(Stored data entries)
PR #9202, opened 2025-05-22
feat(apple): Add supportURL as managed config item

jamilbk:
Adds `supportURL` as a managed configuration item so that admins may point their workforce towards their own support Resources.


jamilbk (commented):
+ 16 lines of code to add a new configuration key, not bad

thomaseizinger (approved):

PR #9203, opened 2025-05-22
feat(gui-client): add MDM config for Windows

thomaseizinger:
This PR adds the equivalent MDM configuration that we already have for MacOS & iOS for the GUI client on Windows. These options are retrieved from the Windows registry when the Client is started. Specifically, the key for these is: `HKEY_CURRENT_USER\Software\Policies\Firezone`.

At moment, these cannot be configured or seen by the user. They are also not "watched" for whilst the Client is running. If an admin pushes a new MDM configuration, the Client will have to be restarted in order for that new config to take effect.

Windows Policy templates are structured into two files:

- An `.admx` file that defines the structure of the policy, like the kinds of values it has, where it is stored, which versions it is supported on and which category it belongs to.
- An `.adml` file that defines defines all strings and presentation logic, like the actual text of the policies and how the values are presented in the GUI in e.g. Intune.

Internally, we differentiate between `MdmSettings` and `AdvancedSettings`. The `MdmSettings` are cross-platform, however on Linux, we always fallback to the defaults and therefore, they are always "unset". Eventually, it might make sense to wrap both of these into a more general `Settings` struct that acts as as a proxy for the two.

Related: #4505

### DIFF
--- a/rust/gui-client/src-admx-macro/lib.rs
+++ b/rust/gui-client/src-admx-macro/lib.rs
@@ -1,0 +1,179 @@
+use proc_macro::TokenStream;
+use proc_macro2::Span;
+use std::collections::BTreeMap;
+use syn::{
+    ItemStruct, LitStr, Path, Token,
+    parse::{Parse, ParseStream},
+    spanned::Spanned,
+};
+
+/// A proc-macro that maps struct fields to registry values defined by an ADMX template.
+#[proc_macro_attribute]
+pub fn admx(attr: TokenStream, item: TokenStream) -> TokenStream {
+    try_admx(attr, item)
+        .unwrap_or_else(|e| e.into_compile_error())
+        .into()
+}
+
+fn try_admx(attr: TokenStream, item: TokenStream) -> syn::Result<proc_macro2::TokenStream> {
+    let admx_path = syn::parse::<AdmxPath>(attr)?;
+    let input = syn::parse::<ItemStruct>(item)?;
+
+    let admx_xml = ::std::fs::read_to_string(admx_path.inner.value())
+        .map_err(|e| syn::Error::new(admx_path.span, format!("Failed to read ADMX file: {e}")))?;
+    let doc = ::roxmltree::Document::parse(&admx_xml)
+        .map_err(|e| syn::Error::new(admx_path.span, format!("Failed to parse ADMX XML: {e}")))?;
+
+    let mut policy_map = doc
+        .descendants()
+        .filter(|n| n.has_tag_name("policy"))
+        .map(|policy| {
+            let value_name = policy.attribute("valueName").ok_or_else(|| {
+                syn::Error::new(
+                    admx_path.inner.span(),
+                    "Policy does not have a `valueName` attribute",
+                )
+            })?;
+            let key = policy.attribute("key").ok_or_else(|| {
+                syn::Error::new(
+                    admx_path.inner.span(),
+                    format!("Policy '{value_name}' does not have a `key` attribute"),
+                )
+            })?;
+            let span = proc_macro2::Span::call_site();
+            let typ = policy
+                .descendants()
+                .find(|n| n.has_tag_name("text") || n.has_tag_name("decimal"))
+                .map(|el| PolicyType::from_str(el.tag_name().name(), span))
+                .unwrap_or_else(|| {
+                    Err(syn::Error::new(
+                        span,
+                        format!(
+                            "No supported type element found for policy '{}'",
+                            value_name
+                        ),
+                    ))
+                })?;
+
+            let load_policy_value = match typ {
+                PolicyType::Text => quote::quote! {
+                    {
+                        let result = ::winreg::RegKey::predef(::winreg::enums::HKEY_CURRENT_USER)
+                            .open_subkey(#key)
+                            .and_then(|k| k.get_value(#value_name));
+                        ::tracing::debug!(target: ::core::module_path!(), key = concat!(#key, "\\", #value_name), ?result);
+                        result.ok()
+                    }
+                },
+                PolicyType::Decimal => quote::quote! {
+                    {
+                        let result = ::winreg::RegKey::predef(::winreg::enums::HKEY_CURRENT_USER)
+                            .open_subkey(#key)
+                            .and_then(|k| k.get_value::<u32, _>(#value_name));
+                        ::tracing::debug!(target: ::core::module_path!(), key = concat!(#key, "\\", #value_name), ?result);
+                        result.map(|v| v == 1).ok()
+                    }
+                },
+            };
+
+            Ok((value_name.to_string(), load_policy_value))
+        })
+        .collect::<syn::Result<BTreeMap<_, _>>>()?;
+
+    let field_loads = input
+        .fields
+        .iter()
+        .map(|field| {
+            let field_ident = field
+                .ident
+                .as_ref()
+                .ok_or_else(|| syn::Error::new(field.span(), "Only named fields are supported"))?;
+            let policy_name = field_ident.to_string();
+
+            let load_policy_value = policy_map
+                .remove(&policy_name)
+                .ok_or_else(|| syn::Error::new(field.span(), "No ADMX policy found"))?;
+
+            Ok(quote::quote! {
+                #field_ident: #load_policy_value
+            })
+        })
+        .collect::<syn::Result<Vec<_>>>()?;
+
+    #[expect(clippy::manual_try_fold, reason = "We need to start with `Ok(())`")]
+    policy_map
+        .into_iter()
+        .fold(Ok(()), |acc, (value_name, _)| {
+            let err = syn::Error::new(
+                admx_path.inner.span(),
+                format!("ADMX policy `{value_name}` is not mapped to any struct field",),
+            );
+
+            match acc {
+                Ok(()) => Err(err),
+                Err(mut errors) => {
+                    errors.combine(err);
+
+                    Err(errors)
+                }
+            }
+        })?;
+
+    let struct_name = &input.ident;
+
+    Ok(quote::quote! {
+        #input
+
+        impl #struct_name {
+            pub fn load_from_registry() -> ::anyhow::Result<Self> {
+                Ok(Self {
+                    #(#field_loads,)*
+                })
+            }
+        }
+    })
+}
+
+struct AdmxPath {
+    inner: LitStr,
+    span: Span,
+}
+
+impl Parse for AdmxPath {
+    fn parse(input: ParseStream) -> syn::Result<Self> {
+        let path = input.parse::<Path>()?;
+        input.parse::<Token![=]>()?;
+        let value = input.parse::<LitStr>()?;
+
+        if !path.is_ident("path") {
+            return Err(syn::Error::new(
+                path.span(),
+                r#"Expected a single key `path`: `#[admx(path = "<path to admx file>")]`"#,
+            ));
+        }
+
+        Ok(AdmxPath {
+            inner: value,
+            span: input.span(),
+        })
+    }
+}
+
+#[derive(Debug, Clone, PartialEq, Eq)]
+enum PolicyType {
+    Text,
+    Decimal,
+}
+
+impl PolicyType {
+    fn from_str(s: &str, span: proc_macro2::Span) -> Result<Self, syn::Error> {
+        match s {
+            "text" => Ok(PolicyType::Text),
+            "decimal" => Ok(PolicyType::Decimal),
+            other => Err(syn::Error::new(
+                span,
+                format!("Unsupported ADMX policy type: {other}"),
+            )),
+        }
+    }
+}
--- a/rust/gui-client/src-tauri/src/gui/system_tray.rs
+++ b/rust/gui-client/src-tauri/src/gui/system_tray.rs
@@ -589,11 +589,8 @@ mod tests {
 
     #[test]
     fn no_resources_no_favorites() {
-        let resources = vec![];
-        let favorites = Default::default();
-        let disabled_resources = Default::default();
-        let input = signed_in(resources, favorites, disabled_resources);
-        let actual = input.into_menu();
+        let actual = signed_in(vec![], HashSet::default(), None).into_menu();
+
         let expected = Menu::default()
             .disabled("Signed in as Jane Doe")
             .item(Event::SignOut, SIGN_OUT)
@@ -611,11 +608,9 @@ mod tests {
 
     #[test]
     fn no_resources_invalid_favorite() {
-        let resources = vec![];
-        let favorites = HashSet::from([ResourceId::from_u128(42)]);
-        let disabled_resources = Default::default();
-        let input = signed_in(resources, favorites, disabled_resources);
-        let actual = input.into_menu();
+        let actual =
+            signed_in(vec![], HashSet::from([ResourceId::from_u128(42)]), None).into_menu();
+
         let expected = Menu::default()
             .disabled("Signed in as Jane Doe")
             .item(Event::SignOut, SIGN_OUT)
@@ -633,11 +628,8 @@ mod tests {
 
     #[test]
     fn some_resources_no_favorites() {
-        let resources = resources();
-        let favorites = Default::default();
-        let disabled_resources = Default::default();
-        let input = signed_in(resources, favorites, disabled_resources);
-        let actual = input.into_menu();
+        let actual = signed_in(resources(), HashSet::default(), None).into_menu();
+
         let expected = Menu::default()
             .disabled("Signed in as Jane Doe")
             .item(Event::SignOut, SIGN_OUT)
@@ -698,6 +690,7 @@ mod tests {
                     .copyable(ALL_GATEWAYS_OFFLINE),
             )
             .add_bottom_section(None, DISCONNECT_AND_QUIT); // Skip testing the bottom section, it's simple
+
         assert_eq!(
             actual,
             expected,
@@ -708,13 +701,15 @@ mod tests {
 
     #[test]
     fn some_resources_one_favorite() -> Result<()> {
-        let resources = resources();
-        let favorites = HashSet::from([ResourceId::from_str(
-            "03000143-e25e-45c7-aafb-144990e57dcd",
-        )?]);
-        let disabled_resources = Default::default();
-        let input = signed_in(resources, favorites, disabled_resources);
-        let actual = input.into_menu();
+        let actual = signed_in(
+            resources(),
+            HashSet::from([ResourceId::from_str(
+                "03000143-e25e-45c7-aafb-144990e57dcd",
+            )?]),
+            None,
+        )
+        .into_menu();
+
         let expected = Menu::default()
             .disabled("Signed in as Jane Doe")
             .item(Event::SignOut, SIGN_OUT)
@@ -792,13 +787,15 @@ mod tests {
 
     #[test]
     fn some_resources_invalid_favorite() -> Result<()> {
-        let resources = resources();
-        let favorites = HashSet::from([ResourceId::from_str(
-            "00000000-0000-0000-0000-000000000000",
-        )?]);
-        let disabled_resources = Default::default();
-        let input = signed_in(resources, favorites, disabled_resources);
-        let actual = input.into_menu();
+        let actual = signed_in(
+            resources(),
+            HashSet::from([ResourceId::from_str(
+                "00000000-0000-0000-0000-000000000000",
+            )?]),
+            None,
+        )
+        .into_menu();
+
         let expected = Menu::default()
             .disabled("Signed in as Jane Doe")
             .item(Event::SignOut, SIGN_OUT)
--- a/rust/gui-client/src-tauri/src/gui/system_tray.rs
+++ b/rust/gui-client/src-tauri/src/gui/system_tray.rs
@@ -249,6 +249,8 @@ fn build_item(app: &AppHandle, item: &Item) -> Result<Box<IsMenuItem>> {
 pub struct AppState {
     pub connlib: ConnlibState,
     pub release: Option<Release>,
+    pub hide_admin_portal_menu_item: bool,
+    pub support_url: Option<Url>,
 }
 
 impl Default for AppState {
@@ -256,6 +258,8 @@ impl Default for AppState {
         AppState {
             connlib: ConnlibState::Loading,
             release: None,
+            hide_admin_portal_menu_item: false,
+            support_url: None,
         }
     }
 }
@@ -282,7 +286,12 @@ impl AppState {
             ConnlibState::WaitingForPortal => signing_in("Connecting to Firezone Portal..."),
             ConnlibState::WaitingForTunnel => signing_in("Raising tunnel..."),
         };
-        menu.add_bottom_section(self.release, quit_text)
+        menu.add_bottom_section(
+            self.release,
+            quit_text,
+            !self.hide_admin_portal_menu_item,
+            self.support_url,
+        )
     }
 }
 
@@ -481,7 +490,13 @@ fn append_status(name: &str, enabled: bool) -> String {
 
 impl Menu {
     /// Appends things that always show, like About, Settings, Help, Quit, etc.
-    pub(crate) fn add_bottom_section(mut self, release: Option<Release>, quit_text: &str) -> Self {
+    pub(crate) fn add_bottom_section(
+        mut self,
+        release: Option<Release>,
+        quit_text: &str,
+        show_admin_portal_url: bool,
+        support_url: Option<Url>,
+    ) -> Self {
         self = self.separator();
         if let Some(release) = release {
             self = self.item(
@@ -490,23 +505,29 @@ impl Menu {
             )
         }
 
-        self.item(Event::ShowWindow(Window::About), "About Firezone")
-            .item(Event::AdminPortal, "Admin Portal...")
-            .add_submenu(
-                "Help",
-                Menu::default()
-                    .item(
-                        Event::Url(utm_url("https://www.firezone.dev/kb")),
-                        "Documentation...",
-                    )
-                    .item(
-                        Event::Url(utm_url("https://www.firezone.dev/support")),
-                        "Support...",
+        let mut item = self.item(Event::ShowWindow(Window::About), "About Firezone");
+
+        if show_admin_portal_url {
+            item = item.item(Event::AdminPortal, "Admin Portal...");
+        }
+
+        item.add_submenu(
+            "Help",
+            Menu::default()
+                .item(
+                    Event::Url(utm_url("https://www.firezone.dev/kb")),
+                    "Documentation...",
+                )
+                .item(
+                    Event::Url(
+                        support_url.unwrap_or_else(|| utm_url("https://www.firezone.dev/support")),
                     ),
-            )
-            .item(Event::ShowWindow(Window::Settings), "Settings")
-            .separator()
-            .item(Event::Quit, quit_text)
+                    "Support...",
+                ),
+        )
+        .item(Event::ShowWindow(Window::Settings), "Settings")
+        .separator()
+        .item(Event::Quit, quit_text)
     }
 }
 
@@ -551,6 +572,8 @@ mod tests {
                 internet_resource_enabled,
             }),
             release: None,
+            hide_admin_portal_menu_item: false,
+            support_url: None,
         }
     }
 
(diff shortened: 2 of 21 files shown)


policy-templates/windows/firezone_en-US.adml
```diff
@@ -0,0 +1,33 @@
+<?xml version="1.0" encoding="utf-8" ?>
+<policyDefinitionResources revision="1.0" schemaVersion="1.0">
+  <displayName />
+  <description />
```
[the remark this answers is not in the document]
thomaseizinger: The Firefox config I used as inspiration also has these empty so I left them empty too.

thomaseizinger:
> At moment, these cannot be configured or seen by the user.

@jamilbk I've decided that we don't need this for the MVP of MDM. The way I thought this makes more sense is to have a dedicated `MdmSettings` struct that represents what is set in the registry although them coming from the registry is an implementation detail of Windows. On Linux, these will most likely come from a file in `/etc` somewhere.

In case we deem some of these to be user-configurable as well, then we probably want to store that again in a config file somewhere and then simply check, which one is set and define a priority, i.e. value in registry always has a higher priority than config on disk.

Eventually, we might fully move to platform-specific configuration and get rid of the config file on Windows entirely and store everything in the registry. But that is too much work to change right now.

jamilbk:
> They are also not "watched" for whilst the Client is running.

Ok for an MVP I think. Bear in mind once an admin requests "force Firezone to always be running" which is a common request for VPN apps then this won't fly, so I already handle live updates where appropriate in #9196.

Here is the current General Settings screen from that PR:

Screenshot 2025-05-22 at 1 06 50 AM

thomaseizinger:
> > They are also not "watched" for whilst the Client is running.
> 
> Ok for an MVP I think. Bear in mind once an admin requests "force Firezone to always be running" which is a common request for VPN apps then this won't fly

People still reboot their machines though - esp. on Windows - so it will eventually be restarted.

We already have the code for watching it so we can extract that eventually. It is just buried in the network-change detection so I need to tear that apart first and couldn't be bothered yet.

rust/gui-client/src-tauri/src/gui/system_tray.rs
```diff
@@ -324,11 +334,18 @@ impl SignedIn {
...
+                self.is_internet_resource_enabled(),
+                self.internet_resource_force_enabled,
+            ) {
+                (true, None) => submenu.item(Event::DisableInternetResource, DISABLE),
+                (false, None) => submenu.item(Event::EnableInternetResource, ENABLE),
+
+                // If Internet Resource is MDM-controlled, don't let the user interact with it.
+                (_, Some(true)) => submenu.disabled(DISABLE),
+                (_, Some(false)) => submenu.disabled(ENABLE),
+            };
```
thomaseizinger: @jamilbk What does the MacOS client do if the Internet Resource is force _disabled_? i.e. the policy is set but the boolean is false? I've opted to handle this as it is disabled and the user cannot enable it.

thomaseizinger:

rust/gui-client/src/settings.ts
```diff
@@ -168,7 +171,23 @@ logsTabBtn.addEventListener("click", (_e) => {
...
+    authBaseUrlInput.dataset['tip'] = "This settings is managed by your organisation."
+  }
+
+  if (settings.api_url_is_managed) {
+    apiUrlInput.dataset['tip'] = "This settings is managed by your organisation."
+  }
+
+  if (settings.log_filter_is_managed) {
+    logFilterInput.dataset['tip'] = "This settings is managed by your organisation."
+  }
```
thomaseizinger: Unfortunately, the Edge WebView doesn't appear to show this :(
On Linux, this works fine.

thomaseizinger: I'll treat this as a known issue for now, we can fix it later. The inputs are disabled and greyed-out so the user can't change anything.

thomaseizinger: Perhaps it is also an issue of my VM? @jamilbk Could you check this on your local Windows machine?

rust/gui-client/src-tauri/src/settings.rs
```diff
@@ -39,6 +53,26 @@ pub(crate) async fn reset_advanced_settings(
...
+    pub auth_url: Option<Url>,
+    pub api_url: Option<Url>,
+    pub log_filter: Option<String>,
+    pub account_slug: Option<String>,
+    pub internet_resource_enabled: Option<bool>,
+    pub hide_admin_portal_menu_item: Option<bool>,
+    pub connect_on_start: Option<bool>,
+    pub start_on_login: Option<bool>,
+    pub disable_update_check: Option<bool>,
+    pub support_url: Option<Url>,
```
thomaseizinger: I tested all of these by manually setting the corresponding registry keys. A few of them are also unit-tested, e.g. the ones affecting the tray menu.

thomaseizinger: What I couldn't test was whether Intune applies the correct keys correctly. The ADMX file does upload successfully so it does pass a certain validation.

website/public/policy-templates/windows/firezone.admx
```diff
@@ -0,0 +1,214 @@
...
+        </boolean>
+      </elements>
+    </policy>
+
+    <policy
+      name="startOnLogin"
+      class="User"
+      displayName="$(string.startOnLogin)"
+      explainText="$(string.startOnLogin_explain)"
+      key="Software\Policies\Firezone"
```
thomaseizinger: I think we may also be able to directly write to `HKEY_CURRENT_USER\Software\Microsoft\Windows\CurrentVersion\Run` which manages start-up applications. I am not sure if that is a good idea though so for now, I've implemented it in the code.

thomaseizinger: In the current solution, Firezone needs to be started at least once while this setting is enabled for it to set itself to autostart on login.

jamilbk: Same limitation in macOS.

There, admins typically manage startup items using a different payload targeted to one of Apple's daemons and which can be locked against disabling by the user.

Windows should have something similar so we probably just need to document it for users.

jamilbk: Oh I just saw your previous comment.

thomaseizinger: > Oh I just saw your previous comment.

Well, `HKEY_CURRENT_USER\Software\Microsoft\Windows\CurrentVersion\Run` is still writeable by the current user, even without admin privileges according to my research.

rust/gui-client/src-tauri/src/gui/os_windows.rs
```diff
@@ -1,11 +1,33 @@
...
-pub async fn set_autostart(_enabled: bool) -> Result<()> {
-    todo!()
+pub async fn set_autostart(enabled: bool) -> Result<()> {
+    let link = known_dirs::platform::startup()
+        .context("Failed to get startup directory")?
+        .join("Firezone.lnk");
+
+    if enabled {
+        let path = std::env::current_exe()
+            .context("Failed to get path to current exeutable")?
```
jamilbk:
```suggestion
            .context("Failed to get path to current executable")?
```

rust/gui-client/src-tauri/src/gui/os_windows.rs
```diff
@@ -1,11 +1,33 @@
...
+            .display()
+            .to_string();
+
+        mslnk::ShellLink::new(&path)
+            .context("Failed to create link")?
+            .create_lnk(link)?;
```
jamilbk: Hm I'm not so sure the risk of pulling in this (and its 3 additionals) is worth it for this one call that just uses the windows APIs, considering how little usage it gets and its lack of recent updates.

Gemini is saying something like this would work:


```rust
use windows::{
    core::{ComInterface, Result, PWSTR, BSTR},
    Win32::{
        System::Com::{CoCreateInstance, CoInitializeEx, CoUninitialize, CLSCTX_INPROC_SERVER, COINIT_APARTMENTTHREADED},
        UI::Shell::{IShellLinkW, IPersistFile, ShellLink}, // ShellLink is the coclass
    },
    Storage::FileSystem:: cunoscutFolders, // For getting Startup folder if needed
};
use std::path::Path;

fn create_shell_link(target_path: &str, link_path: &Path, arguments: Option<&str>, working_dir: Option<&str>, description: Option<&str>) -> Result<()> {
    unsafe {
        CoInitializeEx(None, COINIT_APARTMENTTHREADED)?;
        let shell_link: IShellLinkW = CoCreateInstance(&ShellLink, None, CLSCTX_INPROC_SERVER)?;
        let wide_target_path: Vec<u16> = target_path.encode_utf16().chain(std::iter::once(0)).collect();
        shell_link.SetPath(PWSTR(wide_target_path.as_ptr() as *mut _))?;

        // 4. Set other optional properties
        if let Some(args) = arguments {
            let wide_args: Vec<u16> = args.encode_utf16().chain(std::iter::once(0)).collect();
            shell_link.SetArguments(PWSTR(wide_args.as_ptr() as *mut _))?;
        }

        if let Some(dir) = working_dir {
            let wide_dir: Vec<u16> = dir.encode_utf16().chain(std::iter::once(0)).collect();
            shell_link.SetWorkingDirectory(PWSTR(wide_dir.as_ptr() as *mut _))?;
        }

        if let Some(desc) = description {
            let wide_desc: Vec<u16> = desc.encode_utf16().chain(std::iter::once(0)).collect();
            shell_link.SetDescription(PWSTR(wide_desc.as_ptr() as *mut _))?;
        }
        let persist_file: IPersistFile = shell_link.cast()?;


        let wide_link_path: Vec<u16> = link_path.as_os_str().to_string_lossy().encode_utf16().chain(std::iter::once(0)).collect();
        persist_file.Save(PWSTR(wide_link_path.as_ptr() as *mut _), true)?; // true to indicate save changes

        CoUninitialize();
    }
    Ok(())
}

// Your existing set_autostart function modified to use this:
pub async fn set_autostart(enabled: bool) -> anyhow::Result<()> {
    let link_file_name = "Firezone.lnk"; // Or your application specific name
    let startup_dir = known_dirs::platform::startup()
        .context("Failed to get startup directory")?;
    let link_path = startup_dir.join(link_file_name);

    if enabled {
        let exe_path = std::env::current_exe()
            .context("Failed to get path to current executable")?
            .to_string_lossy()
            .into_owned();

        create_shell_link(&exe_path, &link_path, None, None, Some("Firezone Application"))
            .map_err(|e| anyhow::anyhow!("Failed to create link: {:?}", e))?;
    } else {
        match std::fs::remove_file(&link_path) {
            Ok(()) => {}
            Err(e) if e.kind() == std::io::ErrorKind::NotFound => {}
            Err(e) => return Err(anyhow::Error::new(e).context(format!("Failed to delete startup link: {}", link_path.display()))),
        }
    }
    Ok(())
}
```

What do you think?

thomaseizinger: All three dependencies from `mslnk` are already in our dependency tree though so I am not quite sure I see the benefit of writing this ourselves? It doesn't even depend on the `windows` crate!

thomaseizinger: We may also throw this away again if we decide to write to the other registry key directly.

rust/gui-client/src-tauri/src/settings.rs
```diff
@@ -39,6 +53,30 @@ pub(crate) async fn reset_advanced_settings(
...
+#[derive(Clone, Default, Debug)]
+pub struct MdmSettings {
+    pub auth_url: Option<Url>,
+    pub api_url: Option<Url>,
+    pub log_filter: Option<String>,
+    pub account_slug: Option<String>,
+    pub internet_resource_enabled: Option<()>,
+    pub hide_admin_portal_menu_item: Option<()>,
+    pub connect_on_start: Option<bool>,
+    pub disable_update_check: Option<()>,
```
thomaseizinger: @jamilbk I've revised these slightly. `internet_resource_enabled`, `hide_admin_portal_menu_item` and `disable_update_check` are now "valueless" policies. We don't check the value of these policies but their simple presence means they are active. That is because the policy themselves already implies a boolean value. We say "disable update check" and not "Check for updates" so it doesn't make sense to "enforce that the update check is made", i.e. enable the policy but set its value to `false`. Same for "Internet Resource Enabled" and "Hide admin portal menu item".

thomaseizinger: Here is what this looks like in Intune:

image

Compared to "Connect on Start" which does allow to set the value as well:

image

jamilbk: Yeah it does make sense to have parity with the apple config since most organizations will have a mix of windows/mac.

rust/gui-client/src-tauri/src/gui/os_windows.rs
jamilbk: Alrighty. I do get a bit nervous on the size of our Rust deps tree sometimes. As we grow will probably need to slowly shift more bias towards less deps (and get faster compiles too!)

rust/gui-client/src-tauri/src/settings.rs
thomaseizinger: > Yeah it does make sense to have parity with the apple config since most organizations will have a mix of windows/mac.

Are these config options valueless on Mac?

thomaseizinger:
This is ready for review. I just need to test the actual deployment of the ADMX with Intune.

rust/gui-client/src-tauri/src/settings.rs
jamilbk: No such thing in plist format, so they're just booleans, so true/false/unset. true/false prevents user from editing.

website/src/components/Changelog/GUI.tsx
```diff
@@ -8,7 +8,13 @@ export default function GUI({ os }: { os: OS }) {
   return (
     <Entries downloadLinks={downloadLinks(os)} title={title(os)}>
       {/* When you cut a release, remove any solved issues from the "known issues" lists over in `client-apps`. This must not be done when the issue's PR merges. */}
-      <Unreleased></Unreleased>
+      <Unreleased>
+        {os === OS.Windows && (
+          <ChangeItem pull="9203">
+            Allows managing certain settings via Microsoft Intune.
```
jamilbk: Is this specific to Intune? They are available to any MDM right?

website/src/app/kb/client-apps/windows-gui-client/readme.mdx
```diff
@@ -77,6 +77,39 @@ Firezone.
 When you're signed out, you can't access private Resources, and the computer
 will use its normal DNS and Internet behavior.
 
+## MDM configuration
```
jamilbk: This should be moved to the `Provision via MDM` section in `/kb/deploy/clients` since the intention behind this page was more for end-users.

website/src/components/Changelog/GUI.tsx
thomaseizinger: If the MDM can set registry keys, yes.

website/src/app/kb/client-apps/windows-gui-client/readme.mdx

= Problem =
All lines in the data that contain the word "adml" should be copied.

= Result of this exercise =
- An `.adml` file that defines defines all strings and presentation logic, like the actual text of the policies and how the values are presented in the GUI in e.g. Intune.
policy-templates/windows/firezone_en-US.adml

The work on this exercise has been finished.